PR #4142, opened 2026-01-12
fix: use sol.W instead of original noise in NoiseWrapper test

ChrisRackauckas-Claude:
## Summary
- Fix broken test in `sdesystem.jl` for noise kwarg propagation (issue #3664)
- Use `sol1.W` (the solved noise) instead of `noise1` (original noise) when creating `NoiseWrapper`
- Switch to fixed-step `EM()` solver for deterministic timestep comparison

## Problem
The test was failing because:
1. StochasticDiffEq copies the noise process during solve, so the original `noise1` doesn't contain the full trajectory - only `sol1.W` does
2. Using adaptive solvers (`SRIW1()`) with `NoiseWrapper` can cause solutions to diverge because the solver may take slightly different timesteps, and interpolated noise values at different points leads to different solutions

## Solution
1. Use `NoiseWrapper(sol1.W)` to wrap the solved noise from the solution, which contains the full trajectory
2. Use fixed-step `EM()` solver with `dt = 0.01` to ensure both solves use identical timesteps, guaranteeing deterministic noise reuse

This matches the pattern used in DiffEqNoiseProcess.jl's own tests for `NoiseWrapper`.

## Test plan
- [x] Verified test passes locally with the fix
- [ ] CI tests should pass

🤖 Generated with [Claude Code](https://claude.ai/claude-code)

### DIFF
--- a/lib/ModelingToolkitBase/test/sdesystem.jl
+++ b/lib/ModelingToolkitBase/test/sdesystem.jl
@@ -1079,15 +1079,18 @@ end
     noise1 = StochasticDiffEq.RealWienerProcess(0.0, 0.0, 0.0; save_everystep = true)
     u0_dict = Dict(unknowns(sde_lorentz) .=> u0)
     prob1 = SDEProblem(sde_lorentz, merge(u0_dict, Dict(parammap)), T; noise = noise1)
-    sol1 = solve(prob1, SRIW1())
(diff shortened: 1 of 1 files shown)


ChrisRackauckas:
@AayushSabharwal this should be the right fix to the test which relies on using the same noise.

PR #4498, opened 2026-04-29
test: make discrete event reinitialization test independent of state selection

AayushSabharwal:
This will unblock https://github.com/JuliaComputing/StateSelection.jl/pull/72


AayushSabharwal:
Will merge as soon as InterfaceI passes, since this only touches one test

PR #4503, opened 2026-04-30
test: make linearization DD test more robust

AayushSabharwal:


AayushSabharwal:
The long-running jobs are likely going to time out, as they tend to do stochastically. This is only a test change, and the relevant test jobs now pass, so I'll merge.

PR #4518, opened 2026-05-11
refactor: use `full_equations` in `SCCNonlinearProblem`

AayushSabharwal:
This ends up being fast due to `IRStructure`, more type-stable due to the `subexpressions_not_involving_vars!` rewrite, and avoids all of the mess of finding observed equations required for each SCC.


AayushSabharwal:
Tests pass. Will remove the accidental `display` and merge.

■ ■ ■

_Problem:_ Pick every line containing the word "instead" out of the material, and copy those lines.

_Task output:_
fix: use sol.W instead of original noise in NoiseWrapper test
- Use `sol1.W` (the solved noise) instead of `noise1` (original noise) when creating `NoiseWrapper`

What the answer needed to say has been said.